Registro por Rodolfo de Mattiels
M/ex/a/Mortem: Nuestras otras pesadas cargas (II) 11/2014
Al artista comúnmente se le cuestiona acerca de su trabajo con relación a problemáticas sociales y políticas. Se le llega a exigir un compromiso con el pueblo, concientizarlo y hasta educarlo. Este lastre ideológico se le puede localizar en la tradición de la gráfica mexicana y más anteriormente en el proyecto muralista/revolucionario que emprendió el Estado priista en los años 30s y aún antes esta idea se le puede rastrear en la producción de arte sacro del siglo XVI en México este arte en mucho creado para educar a las masas analfabetas en el dogma católico. Como artistas muchas veces se nos solicita recrear las utopías y fantasías frustradas de generaciones pasadas, hacer mimesis del mito social prometido para perpetuar la fe.
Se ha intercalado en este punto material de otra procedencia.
PR #2815, opened 2026-08-20
fix(browser): one meaning for --profile; a profile's name never carries its endpoint (RUSH-2709)

muqsitnawaz:
**Bug fix + refactor (behavior change on one reserved name).** `--profile <name>` now means the same profile in every browser command, a profile's name never carries its endpoint, and `status --profile <name>` reports a profile that is actually running. Closes RUSH-2709.

## The fault

`BrowserService.start` overwrote the user-facing `BrowserProfile.name` with the runtime key:

```ts
// service.ts:465,470 (before)
const composite = `${profileName}@${resolved.name}`;
const effectiveProfile: BrowserProfile = { ...profile, name: composite, ... };
```

So the key leaked into every listing, and six consumers each invented their own way of turning one back into the other (`bareName`, `connectionKeyMatchesProfile`, two prefix matches, an exact match). Separately, `default` named BOTH the auto-detected profile and the "whatever you configured" alias, and only `start` honored the alias — its own comment said so: *"Narrowly scoped: only the reserved name, only here in `start`."* (`browser.ts:790-807`).

## Ran it — before / after, same profile shape, real headless Chromium

Two isolated `HOME`s, each with its own browser daemon. **BEFORE** is the installed `agents 1.22.41`; **AFTER** is this branch installed as `agents-dev`. Full capture: `yosemite-s0:/tmp/rush2709-evidence.txt` (produced by `yosemite-s0:/tmp/rush2709-evidence.sh`).

```console
==================== BEFORE: agents 1.22.41 ====================

$ agents browser start --profile comet-local --url https://example.com
Started task "ba54f28b" with tab 612ae35f

$ agents browser status --profile comet-local

comet-local@endpoint-0 (port 9332, pid 1699856)      <-- the runtime key, printed at the user
  ID          LABEL               TABS  DOMAINS               CREATED
  ba54f28b    example.com         1     example.com           0s ago

$ agents browser status --profile default
No browser tasks running                             <-- while it IS running

$ agents browser navigate --profile default https://example.org
Task "ba54f28b" not found on profile "default".      <-- dead end, same live profile
Next: agents browser status --profile default
```

```console
==================== AFTER: this branch ====================

$ agents-dev browser profiles list
  NAME         BROWSER   SCOPE  ENDPOINTS
-----------------------------------------
* comet-local  chromium  local  cdp://127.0.0.1:9331     <-- bare, no @endpoint

$ agents-dev browser status --profile comet-local

comet-local (endpoint: endpoint-0, port 9331, pid 1701397)
  ID          LABEL               TABS  DOMAINS               CREATED
  80d79046    example.com         1     example.com           0s ago

$ agents-dev browser status --profile default
comet-local (endpoint: endpoint-0, port 9331, pid 1701397)   <-- the alias resolves
  80d79046    example.com         1     example.com           0s ago

$ agents-dev browser navigate --profile default https://example.org
task 80d79046
Navigated df18ada7 to https://example.org

$ agents-dev browser tab add --profile default --url https://example.net
Opened tab 54a5014f: https://example.net

$ agents-dev browser stop --profile default
Stopped profile: comet-local

$ agents-dev browser status --profile comet-local --json
[
  {
    "name": "comet-local",
    "endpoint": "endpoint-0",
    "key": "comet-local@endpoint-0",
    ...
```

```console
$ ls $HOME/.agents/.cache/browser/   # the runtime key still keys the on-disk dir
comet-local@endpoint-0
```

## What changed

| File | Change |
| --- | --- |
| **`lib/browser/types.ts`** | `ProfileName`, `EndpointName`, and a **branded** `ConnectionKey` built at one site (`connectionKey`), with `parseConnectionKey` / `keyBelongsToProfile` / `asConnectionKey`. `ProfileStatus` gains `endpoint` + `key`; `Task.profile` is typed as the runtime key it always was. |
| **`lib/browser/service.ts`** | `.name` stays bare; the key travels as its own argument to `connectProfile` / `connectEndpoint` / `forkElectronProfile`. Deletes `bareName` and `connectionKeyMatchesProfile`; `status`, `getProfileStatus`, `stopProfile`, `findTask`, `rehydrateTaskFromDisk` all use the one rule. Feed events, usage rows, `history`, and the reaper report the bare name. |
| **`lib/browser/profiles.ts`** | `DEFAULT_BROWSER_PROFILE_NAME` = `auto-chrome`; new `LEGACY_DEFAULT_BROWSER_PROFILE_NAME`, `DEFAULT_PROFILE_ALIAS`, `resolveProfileRef`, `getAutoDetectedProfile`. |
| **`lib/browser/runtime-state.ts`** | `listProfileCacheDirs` uses `keyBelongsToProfile`, so a legacy `<name>.<n>` fork dir is found (it was missed here while being matched elsewhere). |
| **`lib/browser/drivers/{local,ssh}.ts`** | Take the runtime key explicitly — it keys the launched browser's user-data-dir / pid / port / tunnel record. Messages keep the (now bare) profile name. |
| **`commands/browser.ts`** | `start` / `stop` / `status` / `tasks` / `navigate` / `tab add` all route `--profile` through `resolveProfileRef`; `status` renders `comet-local (endpoint: endpoint-0, …)`. |
| **`commands/setup*.ts`, `lib/installations/migrate.ts`** | Setup wizards probe `getAutoDetectedProfile` so a machine with a legacy `default` doesn't grow a second profile; the one-shot central→device migration keeps targeting the literal legacy name. |

The brand is load-bearing, not decoration: `connections.get(someProfileName)` is now a **compile error** — that call was the original miss.

## Back-compat (all covered by tests)

- `browser.profile` = `default` still resolves → the auto-detected profile.
- A profile literally named `default` resolves to itself and outranks the alias.
- A machine already carrying a `default` profile keeps it: `ensureDefaultBrowserProfile` regenerates it **in place** instead of creating `auto-chrome` beside it, so a running browser and its `default@endpoint-0` runtime dirs aren't orphaned.
- A runtime key pasted from an older listing (`--profile comet-local@endpoint-0`) still resolves.
- The `browser use` / `--profile default` redirect from RUSH-2820 keeps working, now through `resolveProfileRef`.

## Tests

`bun run build` clean; `vitest run src/lib/browser src/commands/browser.*.test.ts src/lib/installations` → **651 passed, 1 skipped**.

New: `types.test.ts` (derivation + the single membership rule), `profiles.test.ts` (`resolveProfileRef`, 5 cases incl. every back-compat rule above), `service.test.ts` (`composite-keyed profiles`, 5 cases).

**Verified the new tests actually guard the fix** — the `service.test.ts` block was injected into a pristine `origin/main` worktree and run there:

```console
$ vitest run src/lib/browser/service.test.ts -t "composite-keyed"    # against origin/main
 × surfaces the bare name and the endpoint as SEPARATE fields, never the raw key
 × accepts a runtime key pasted from an older listing
 × back-compat: finds a browser running under a LEGACY on-disk key
Expected: "comet-local"
Received: "comet-local@endpoint-0"
      Tests  3 failed | 2 passed | 60 skipped (65)
```

Stated plainly: 2 of those 5 pass on `main` too — the existing `bareName` mitigation covers those paths — so they are contract pins rather than regression guards. The 3 failures are real: the leaked key, the pasted-key miss, and the empty status for a browser running under a legacy fork key.

Ticket: [RUSH-2709](https://linear.app/getrush/issue/RUSH-2709/browser-profile-default-resolves-differently-in-start-stop-navigate)


muqsitnawaz:
## Non-author review — PR #2815 (RUSH-2709)

Reviewed `git diff origin/main...agents/types` plus every consumer the diff does not open (`apps/ext`, `packages/`, `browser-picker.ts`, `sessions-list.ts`, `hygiene.ts`, `ipc.ts`, `daemon.ts`, `chrome.ts`, `migrate.ts`). `npx tsc --noEmit` is clean; `npx vitest run src/lib/browser` is **415 passed / 1 skipped**.

**Conformance to RUSH-2709: PARTIAL.** The `ProfileName` / `ConnectionKey` split, the single `keyBelongsToProfile` rule, and `status --profile <bare>` finding a live `<bare>@endpoint-0` all land and are pinned by real (non-tautological) tests. The `default` → `auto-chrome` rename is genuinely back-compatible. But routing the *optional* `--profile` filter through the *launch* resolver changes two commands' unscoped behavior.

---

### BLOCKER — `browser status` / `browser tasks` with no `--profile` now report only the default profile, not all of them

`apps/cli/src/commands/browser.ts:1526` (also `:1661`) · Anchor: IN-DIFF

```ts
        response = await sendIPCRequest({
          action: 'status',
          profile: await resolveProfileRef(opts.profile),
        }, { autoStartDaemon: false });
```

`--profile` on these two commands is a *filter*, not a launch target — `browser.ts:1518`: `.option('-p, --profile <name>', 'Filter by profile')`. Omitting it must mean "no filter". `resolveProfileRef` never returns `undefined` once any default profile exists; the PR's own test asserts exactly that — `apps/cli/src/lib/browser/profiles.test.ts:975`: `expect(await resolveProfileRef(undefined)).toBe('comet-local');`. That value flows straight into the scoped path — `apps/cli/src/lib/browser/ipc.ts:552`: `const profiles = await this.service.status(request.profile);` → `service.ts:1801`: `? [...this.connections.keys()].filter((k) => keyBelongsToProfile(k, profileName))`, whose scoping the PR's own new test pins (`service.resolve.test.ts`: `expect(await service.status('comet')).toHaveLength(0);`).

**Failure:** machine with `browser.profile = comet-local` and browsers running on `comet-local@endpoint-0` and `work-chrome@endpoint-0`. Before: `agents browser status` lists both. After: it lists only `comet-local`; `work-chrome`'s tasks are invisible, and `agents browser tasks` ("List all browser tasks") likewise. Nothing in the diff's evidence exercises the unscoped form — every `status` in the PR body passes `--profile`.

Same root cause, second surface — `browser.ts:1202` / `:1231`:

```ts
        profile: await resolveProfileRef(opts.profile),
```

`navigate`/`tab add` document `-p, --profile <name>` as `'Browser profile (optional if task is unique)'` (`browser.ts:1190`). With `--task <t>` and no `--profile`, the daemon now scopes the lookup (`service.ts:2704`: `const found = await this.findTask(opts.task, opts.profile);`), so a task living on a non-default profile fails with `Task "<t>" not found on profile "<default>"` where it previously resolved. (The no-`--task` path is unaffected: identity matching in `resolveOrCreateTask` runs before `profile` is consulted.)

**Fix:** resolve only where a launch target is required (`start`, and the implicit-start branch); leave the filter/scope call sites passing `opts.profile` through unresolved, or give the resolver an explicit "alias-only" mode that returns `undefined` for an absent ref.

---

### BLOCKER — the "regenerate a default whose binary is missing here" repair is now unreachable from `start`

`apps/cli/src/commands/browser.ts:952-960` · Anchor: IN-DIFF

```ts
      let profileName = (await resolveProfileRef(opts.profile)) ?? '';
      if (!profileName) {
        try {
          const detected = await ensureDefaultBrowserProfile();
          profileName = detected.name;
```

`resolveProfileRef` performs no launchability check — `profiles.ts:275-282`:

```ts
  const configured = getConfiguredDefaultProfileName();
  if (configured && configured !== DEFAULT_PROFILE_ALIAS && (await getProfile(configured))) {
    return configured;
  }
  if (await getProfile(DEFAULT_BROWSER_PROFILE_NAME)) return DEFAULT_BROWSER_PROFILE_NAME;
```

so `ensureDefaultBrowserProfile()` — the only holder of the check at `profiles.ts:290` (`if (chosen && isProfileLaunchableHere(chosen)) return chosen;`) and of the warn-and-fall-through at `:291-298` — now runs only on a machine that has *no* default profile at all. On every other machine `start` proceeds with the unlaunchable profile and dies in `chrome.ts:155`: `throw new Error(\`Custom binary not found: ${customBinary}\`);`.

That is the exact bug `apps/cli/CHANGELOG.md:2729` records as fixed ("`ensureDefaultBrowserProfile` now validates that the resolved default can actually launch on THIS machine … A configured default (`profiles set-default`) that can't launch here warns and falls through to auto-detect"), and **this PR's own docs still promise it** — `apps/cli/docs/browser.md`: "2. **Your configured default** … If its browser/binary isn't installed on this machine, `start` warns and falls through to auto-detect." Doc-asserted behavior that the code no longer performs.

**Failure:** `agents browser use work-chrome` where `work-chrome` is a fleet profile with a macOS binary path, then `agents browser start` on a Linux box → `Custom binary not found: /Applications/Google Chrome.app/...` instead of the documented warn + auto-detect.

**Fix:** have `start` keep calling `ensureDefaultBrowserProfile()` on the no-`--profile` path (or make `resolveProfileRef` skip a candidate that fails `isProfileLaunchableHere`).

---

### SHOULD — `parseConnectionKey`'s digit-tail fork rule lets one profile claim another's runtime dirs

`apps/cli/src/lib/browser/types.ts:63-70` · Anchor: IN-DIFF

```ts
    const dot = key.lastIndexOf('.');
    const tail = dot === -1 ? '' : key.slice(dot + 1);
    if (dot > 0 && /^\d+$/.test(tail)) {
      return { profile: key.slice(0, dot), fork: Number(tail) };
    }
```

Asimismo existe una creencia acerca del genio creador en el arte como si el artista fuera un ente divino casi espiritual y su misión fuera anunciar de este un mundo mejor. Esto rara vez se el exige a otro tipo de trabajadores. Pues bien el artista como cualquier otrx individuo/trabajador tiene derecho a no participar de estas practicas e incluso criticarlas. El artista puede hablar por si mismo y expresarse sin necesidad de un ‘pueblo’ al que educar ni una proyecto que dirigía su energía a un fin particular fuera de si mismo.